If Wanda tells a story from doing to undoing fat, Jelena establishes a close interlinking between a fat girl and a monster: She is shown as ”too much” in any respect—too big, too stupid, even her only ability—her strength—is a form of ”too” strong for a kid of her age. Monsters—as in horror movies—are strange hybrid beings, often effeminate, who are simultaneously reinforcing and threatening social and cultural norms. This monsterization of Jelena is underlined by the fact that she lives on a fun fair where fat ladies belong to the setting of former freak shows and which is itself a heterotopian space with special rules, an off-space in terms of Michel Foucault. Jelena is flying is highly ambivalent and leaves the reader with a strange unease.
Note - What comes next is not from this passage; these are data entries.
PR #2028, opened 2019-03-05
Add Profiler code samples for App Engine

jqll:


jqll:
@tswast  @aalexand @kalyanac, could you take a look? It's a copy-paste of the appengine hello-world samples, with profiler initialization code added in all main.py. Tested that the samples can be deployed to appengine as is, and the profiles are collected as expected.

profiler/appengine/flexible/main.py
```diff
@@ -0,0 +1,45 @@
...
+
+# Profiler initialization. It starts a daemon thread which continuously
+# collects and uploads profiles. Best done as early as possible.
+try:
+    # service and service_version can be automatically inferred when
+    # running on App Engine. project_id must be set if not running
+    # on GCP.
+    googlecloudprofiler.start(verbose=3)
+except (ValueError, NotImplementedError) as exc:
+    print(exc)  # Handles errors here
```
kalyanac: nit: handle not handles

profiler/appengine/standard_python37/main.py
```diff
@@ -0,0 +1,48 @@
...
+
+# Profiler initialization. It starts a daemon thread which continuously
+# collects and uploads profiles. Best done as early as possible.
+try:
+    # service and service_version can be automatically inferred when
+    # running on App Engine. project_id must be set if not running
+    # on GCP.
+    googlecloudprofiler.start(verbose=3)
+except (ValueError, NotImplementedError) as exc:
+    print(exc)  # Handles errors here
```
kalyanac: nit: handle not handles

profiler/appengine/flexible/app.yaml
```diff
@@ -0,0 +1,17 @@
+runtime: python
+env: flex
+entrypoint: gunicorn -b :$PORT main:app
+
+runtime_config:
+  python_version: 3
```
kalyanac: It would be helpful to add a comment here that using python_version 3, Python 3.7.x is used which supports both Wall & CPU profiling. 
https://cloud.google.com/appengine/docs/flexible/python/runtime

kalyanac:
@jqll do these simple apps generate any interesting profiles? Would it help to add a specific duration of CPU workload?

profiler/appengine/flexible/main.py
jqll: Done.

profiler/appengine/standard_python37/main.py
jqll: Done.

profiler/appengine/flexible/app.yaml
jqll: Done.

jqll:
> @jqll do these simple apps generate any interesting profiles? Would it help to add a specific duration of CPU workload?

The server keeps checking if there are requests, so we get some interesting profiles even if nobody sends requests. See the screenshot.
screenshot from 2019-03-05 11-08-42

jqll:
> This is a bit of a rubberstamp approval - the code makes sense but it's important to test the samples to make sure they actually work, I might easily miss something.

Tested that both samples can be deployed and we get profiles as expected.

kalyanac:
> The server keeps checking if there are requests, so we get some interesting profiles even if nobody sends requests. See the screenshot.

thanks for the clarification. LGTM.

PR #2034, opened 2019-03-07
Added two samples for "OCR with PDF/TIFF as source files"

happyhuman:
The two new samples are for online document annotation.


happyhuman:
@nnegrey , @dizcology can you please review this PR?

vision/cloud-client/detect/detect.py
```diff
@@ -661,6 +661,95 @@ def detect_document_uri(uri):
 # [END vision_fulltext_detection_gcs]
 
 
+# [START vision_fulltext_detection_pdf]
```
nnegrey: # [START vision_fulltext_detection_pdf_beta]

nnegrey:
Should move these to the `beta_snippets.py` file

vision/cloud-client/detect/detect.py
```diff
@@ -661,6 +661,95 @@ def detect_document_uri(uri):
...
+def detect_pdf_document(path):
+    """Detects document features in a PDF/TIFF/GIF file."""
+    from google.cloud import vision_v1p4beta1 as vision
+    client = vision.ImageAnnotatorClient()
+
+    with io.open(path, 'rb') as pdf_file:
+        content = pdf_file.read()
+
+    # Can be other like 'image/tiff' or 'image/gif'
```
nnegrey: `# Other supported mime_types: image/tiff' or 'image/gif'`

vision/cloud-client/detect/detect.py
```diff
@@ -661,6 +661,95 @@ def detect_document_uri(uri):
...
+    mime_type = 'application/pdf'
+    file_bytes_input_config = vision.types.InputConfig(
```
nnegrey: Let's just name it `input_config` to match the method's parameter.

vision/cloud-client/detect/detect.py
```diff
@@ -661,6 +661,95 @@ def detect_document_uri(uri):
...
+        content=content, mime_type=mime_type)
+
+    feature = vision.types.Feature(
+        type=vision.enums.Feature.Type.DOCUMENT_TEXT_DETECTION)
+    image_context = vision.types.ImageContext()
```
nnegrey: If this is empty, is it still required?

vision/cloud-client/detect/detect.py
```diff
@@ -661,6 +661,95 @@ def detect_document_uri(uri):
...
+    # Annotate the first two pages and the last one (max 5 pages)
+    # First page starts at 1, and not 0. Last page is -1.
+    pages = [1, 2, -1]
```
nnegrey: Is that a max of 5 pages per PDF document?
I don't understand the API's pages, syntax.

vision/cloud-client/detect/detect.py
```diff
@@ -661,6 +661,95 @@ def detect_document_uri(uri):
...
+
+    online_one_request = vision.types.AnnotateFileRequest(
+        input_config=file_bytes_input_config,
+        features=[feature],
+        image_context=image_context,
+        pages=pages)
+
+    response = client.batch_annotate_files(requests=[online_one_request])
```
nnegrey: Does this feature not have a handwritten helper? 
Most `vision` features usually include one.

vision/cloud-client/detect/detect.py
happyhuman: Yeah, took me a while to understand it too. 5 Pages per PDF; and you pass nonzero indices as a list.

vision/cloud-client/detect/detect.py
happyhuman: Not sure. The alpha sample did not have it. Is it a plus or a must to have in this sample?

vision/cloud-client/detect/detect.py
happyhuman: Good point. It is not needed.

vision/cloud-client/detect/detect.py
happyhuman: Done

vision/cloud-client/detect/detect.py
happyhuman: Changed.

vision/cloud-client/detect/detect.py
happyhuman: Done

vision/cloud-client/detect/beta_snippets.py
```diff
@@ -174,6 +174,99 @@ def detect_handwritten_ocr_uri(uri):
...
+def detect_document_features(path):
+    """Detects document features in a PDF/TIFF/GIF file.
+
+    Args:
+    path: The path to the local file.
+    """
+    from google.cloud import vision_v1p4beta1 as vision
+    client = vision.ImageAnnotatorClient()
+
+    with io.open(path, 'rb') as pdf_file:
```
dizcology: if you want to use `io` here then it should be imported inside the function definition so the code snippet on the documentation page does not miss that import.

vision/cloud-client/detect/beta_snippets.py
```diff
@@ -174,6 +174,99 @@ def detect_handwritten_ocr_uri(uri):
...
+    input_config = vision.types.InputConfig(
+        content=content, mime_type=mime_type)
+
+    feature = vision.types.Feature(
+        type=vision.enums.Feature.Type.DOCUMENT_TEXT_DETECTION)
+    # Annotate the first two pages and the last one (max 5 pages)
+    # First page starts at 1, and not 0. Last page is -1.
+    pages = [1, 2, -1]
+
+    online_one_request = vision.types.AnnotateFileRequest(
```
dizcology: why is this called `online_one_request`?

vision/cloud-client/detect/beta_snippets.py
```diff
@@ -174,6 +174,99 @@ def detect_handwritten_ocr_uri(uri):
 # [END vision_handwritten_ocr_gcs_beta]
 
 
+# [START vision_fulltext_detection_pdf_beta]
+def detect_document_features(path):
+    """Detects document features in a PDF/TIFF/GIF file.
```
dizcology: i was under the impression that **document features** includes not only paragraphs/words/symbols but also stuff like tables or images.

vision/cloud-client/detect/beta_snippets_test.py
```diff
@@ -46,9 +47,25 @@ def test_handwritten_ocr(capsys):
...
+    uri = GCS_ROOT + 'handwritten.jpg'
 
     beta_snippets.detect_handwritten_ocr_uri(uri)
 
     out, _ = capsys.readouterr()
     assert 'Cloud Vision API' in out
+
+
+def test_detect_pdf_document(capsys):
+    file_name = os.path.join(RESOURCES, 'kafka.pdf')
```
dizcology: test also TIFF and GIF.

vision/cloud-client/detect/beta_snippets.py
happyhuman: Turns out the builtin function works just fine. I removed io

vision/cloud-client/detect/beta_snippets.py
happyhuman: Just copied the code from alpha. You think request is a better name?

vision/cloud-client/detect/beta_snippets_test.py
happyhuman: That means we are testing the actual API which is beyond the scope of this test.

vision/cloud-client/detect/beta_snippets.py
happyhuman: Done

vision/cloud-client/detect/beta_snippets.py
happyhuman: Possibly. I did not have a good PDF to test that out.

vision/cloud-client/detect/beta_snippets.py
```diff
@@ -174,6 +174,99 @@ def detect_handwritten_ocr_uri(uri):
...
+    from google.cloud import vision_v1p4beta1 as vision
+    client = vision.ImageAnnotatorClient()
+
+    with open(path, 'rb') as pdf_file:
+        content = pdf_file.read()
+
+    # Other supported mime_types: image/tiff' or 'image/gif'
+    mime_type = 'application/pdf'
+    input_config = vision.types.InputConfig(
+        content=content, mime_type=mime_type)
```
nnegrey: nit: (up to you if you want to change) we could even remove the `mime_type` variable
```
input_config = vision.types.InputConfig(
        content=content,
        mime_type='application/pdf')  # Other mime_types: image/tiff, image/gif
```

vision/cloud-client/detect/beta_snippets.py
```diff
@@ -174,6 +174,99 @@ def detect_handwritten_ocr_uri(uri):
...
+
+    feature = vision.types.Feature(
+        type=vision.enums.Feature.Type.DOCUMENT_TEXT_DETECTION)
+    # Annotate the first two pages and the last one (max 5 pages)
+    # First page starts at 1, and not 0. Last page is -1.
+    pages = [1, 2, -1]
```
nnegrey: nit: Since I was confused the first time could add like:
```
pages = [1, 2, -1]  # Syntax for a 3 page pdf file
```

vision/cloud-client/detect/beta_snippets.py
```diff
@@ -196,15 +289,27 @@ def detect_handwritten_ocr_uri(uri):
...
             detect_handwritten_ocr_uri(args.uri)
+        elif 'doc-features' in args.command:
+            detect_handwritten_ocr_uri(args.uri)
     else:
         if 'object-localization' in args.command:
             localize_objects(args.path)
         elif 'handwritten-ocr' in args.command:
             detect_handwritten_ocr(args.path)
+        elif 'doc-features' in args.command:
+            detect_handwritten_ocr(args.uri)
```
nnegrey: args.path

vision/cloud-client/detect/beta_snippets.py
happyhuman: To clarify: your PDF can have many pages, but you get to choose up to 5 pages of it to be processed.

vision/cloud-client/detect/beta_snippets.py
happyhuman: Yeah, but it may be a good idea to keep it for clarity anyway.

vision/cloud-client/detect/beta_snippets_test.py
nnegrey: I thought we usually try to also test/validate the API. 

We get back the result and verify it's what we expected the API to return.

vision/cloud-client/detect/beta_snippets.py
happyhuman: oops. Correct. Let me fix that.

vision/cloud-client/detect/beta_snippets.py
nnegrey: Oh... interesting. That itself might be worth commenting in the docs.

beccasaurus: I appreciate having this as part of the example, with the comment!

As a user, I may not have stumbled upon this otherwise :)

vision/cloud-client/detect/beta_snippets_test.py
beccasaurus: > I thought we usually try to also test/validate the API.
> We get back the result and verify it's what we expected the API to return.

+1 yep

As for whether to test multiple file types, I leave that up to your discretion. I consider that "above and beyond." I wouldn't complain if we had that test. But I also don't think it's necessary.

Precedents:
 - We do not test all of the various types of audio formats which Speech accepts, e.g. mp3/wav/raw/...
 - We do not test all of the various image formats which Vision accepts, e.g. png/jpg/...

nnegrey:
Oh should probably re-run the README generator

vision/cloud-client/detect/beta_snippets_test.py
```diff
@@ -46,9 +47,25 @@ def test_handwritten_ocr(capsys):
...
+    beta_snippets.detect_document_features(file_name)
+    out, _ = capsys.readouterr()
+    assert 'Symbol' in out
+    assert 'Word text' in out
```
nnegrey: Should add a check that we got some `word` back out from the pdf, something like:
weather, textile, business or some other word in the API that we expect. 

Make sure the API works. Like we have in the above tests looking for "Dog" or verifying the handwritten text.

beccasaurus:
@happyhuman is there going to be a follow-up PR which demonstrates [`async_batch_annotate_images`][]?

@d-torres noticed that these 2 samples demonstrate calling the new synchronous version of annotating files/documents: [`batch_annotate_files`][].

 - `vision_fulltext_detection_pdf_beta`
 - `vision_fulltext_detection_pdf_gcs_beta`

----

The `V1` Cloud Vision API currently provides:
 - [`rpc BatchAnnotateImages `](https://github.com/googleapis/googleapis/blob/master/google/cloud/vision/v1/image_annotator.proto#L44) which is a synchronous method for analyzing _images_ using Cloud Vision, e.g. PNG/JPG
 - [`AsyncBatchAnnotateFiles `](https://github.com/googleapis/googleapis/blob/master/google/cloud/vision/v1/image_annotator.proto#L58) which is an asynchronous (Long-Running Operation) method for analyzing _files/documents_ using Cloud Vision, e.g. PDF/TIFF 

The `v1p4beta` API provides these methods:
 - Images
   - [`BatchAnnotateImages`][`batch_annotate_images`] ~ _already exists_
   - **New!** ✅ [`AsyncBatchAnnotateImages`][`async_batch_annotate_images`] ~ long-running requests for big batches of images! 🎉
 - Files/Documents
   - **New!** ✅  [`BatchAnnotateFiles`][`batch_annotate_files`] ~ synchronous requests for small batches of docs/files! 🎉
   - [`AsyncBatchAnnotateFiles`][`async_batch_annotate_files`] ~ _already exists_

---

This PR demonstrates how to use the new synchronous API for files/docs, but it doesn't demonstrate the new long-running operation for large batches of images.

[`batch_annotate_images`]: https://github.com/googleapis/googleapis/blob/master/google/cloud/vision/v1p4beta1/image_annotator.proto#L44
[`batch_annotate_files`]: https://github.com/googleapis/googleapis/blob/master/google/cloud/vision/v1p4beta1/image_annotator.proto#L58
[`async_batch_annotate_files`]: https://github.com/googleapis/googleapis/blob/master/google/cloud/vision/v1p4beta1/image_annotator.proto#L89 
[`async_batch_annotate_images`]: https://github.com/googleapis/googleapis/blob/master/google/cloud/vision/v1p4beta1/image_annotator.proto#L75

Wanted: Fat Children’s Heroines
Although Wanda and Jelena are the heroines of the books, their visual representation of being different strengthens the gendered normativity of slim bodies. On the narrative and the visual level, Jelena is an example of active othering, the figurine is fully reduced to her monsterized body—the books protagonist is more a warning example than a heroine. In Wanda, the message of the book is more subtle: The kids learn how to disengage from doing fat by designing their own social and corporeal imagination to overcome all obstacles. This lesson in self-responsibility carries empowering aspects but together with the imagery that links the fat girls body only to round forms and big animals it does not support a notion of a variety of body types. This shows once again how complex and important it is to critically engage with social and cultural production processes like fat shaming to overcome discrimination, exclusion, naturalization, and normative thinking. The permanent reiteration of fatphobic imagery on the long run strengthens a discourse of visual hate speech. The deconstruction of fat shaming is a political issue and fat children’s heroines are still ”missing bodies.”